What if you could carry a complex scientific experiment right in the palm of your hands?

A recent $1.26 million grant from the Defense Advanced Research Projects Administration to Penn researchers can help make such portable laboratories a reality.

Professor of Mechanical Engineering and Applied Mechanics Haim H. Bau is leading Penn’s investigation of microfluidic systems.

Resembling circuit boards, these minute devices contain a network of conduits so tiny that they measure from about the thickness of a human hair to a millimeter. The goal is to push liquids from one part of the device to the other so that they undergo chemical or biological reactions—all without the aid of humans.

While Bau and his colleagues are focused on the design aspect of the research, he said the potential applications are manifold. For example, by placing a drop of blood into the device, physicians could potentially make the sample undergo a series of reactions, get results in a matter of minutes and consequently make fast decisions. “A practitioner can decide right away what course of action she or he should take in order to deal with whatever situation one encounters,” said Bau.

The military could also possibly make use of such a device. Meant to be portable and easily manufactured out of silicon, ceramics and/or plastics, the technology could act as a biodetector—a device that could warn the user when harmful biological agents are present. “I’m speculating but the military perhaps would be interested in each soldier or person in each platoon carrying a biodetector in their pocket,” said Bau.

But while these potential applications sound exciting, Bau stressed that the work being conducted now is still at its preliminary stages. “We [have] just a small piece of this very large pie,” he said.
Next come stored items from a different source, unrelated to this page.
PR #538, opened 2022-02-22
fix: properly return a failure code if any of the unit tests are unsu…

RedFox20:
…ccessful, but still make sure to run all the tests

### DIFF
--- a/run_tests.sh
+++ b/run_tests.sh
@@ -87,9 +87,11 @@ if [ "$ONLY_POOL" == "" ] && [ "$ONLY_TOKEN" == "" ]; then
 fi
 
 # wait for results and check for failure
-FAIL=0
+FAILS=0
+TOTAL=0
 for pid in "${PIDS[@]}"; do
-  wait $pid || let "FAIL+=1"
+  let "TOTAL+=1"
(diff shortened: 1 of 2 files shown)


run_tests.sh
```diff
@@ -74,17 +75,28 @@ for pool in $pools; do
...
+  wait $pid || let "FAIL+=1"
+done
+
 end_time=$(date +%s)
 elapsed=$(( end_time - start_time ))
 echo ""
 echo elapsed time: $(date -ud "@$elapsed" +'%M min %S sec')
+
+if [ "$FAIL" != "0" ]; then
+  exit $FAIL
```
yuval-weiss, line 101: We should probably just `exit 1` here....

yuval-weiss: some exit codes are reserved. 1 is general error

yuval-weiss: https://tldp.org/LDP/abs/html/exitcodes.html

RedFox20: Ok, I changed it to `1` and to report how many of the runners failed @yuval-weiss

mijovic (approved):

Although he predicted uses in medicine, he cautioned, “We may be generating the necessary tools for this to happen, but we know very little about blood.” And he doesn’t want to mislead people into thinking that his work will solve the bioterrorism dilemma.

For now, he and Howard H. Hu, associate professor of mechanical engineering, are working on the mathematical modeling of microfluidic devices. To test their models, they are depending on Irwin M. Chaiken, research professor of medicine and rheumatology, to conduct experiments involving biological interactions.

And there are other areas which need further research. Bau is searching for an effective means to mix reagents. “Everything that happens here is at very slow flow,” he said. “One has to think of innovative ways to facilitate mixing.” Bau wants to shy away from mechanical means, such as valves, because of their tendency to break and fail. Using electrical and magnetic forces are current possibilities.

Sounds complicated? Not so, said Bau. He hopes to make microfluidic systems user-friendly. “The idea is that the layman should be able to use it,” he said. “Just as to use this PC you don’t need a computer scientist and you don’t need to have any specialized training. After 15 to 20 minutes of fooling around, you can start doing something.”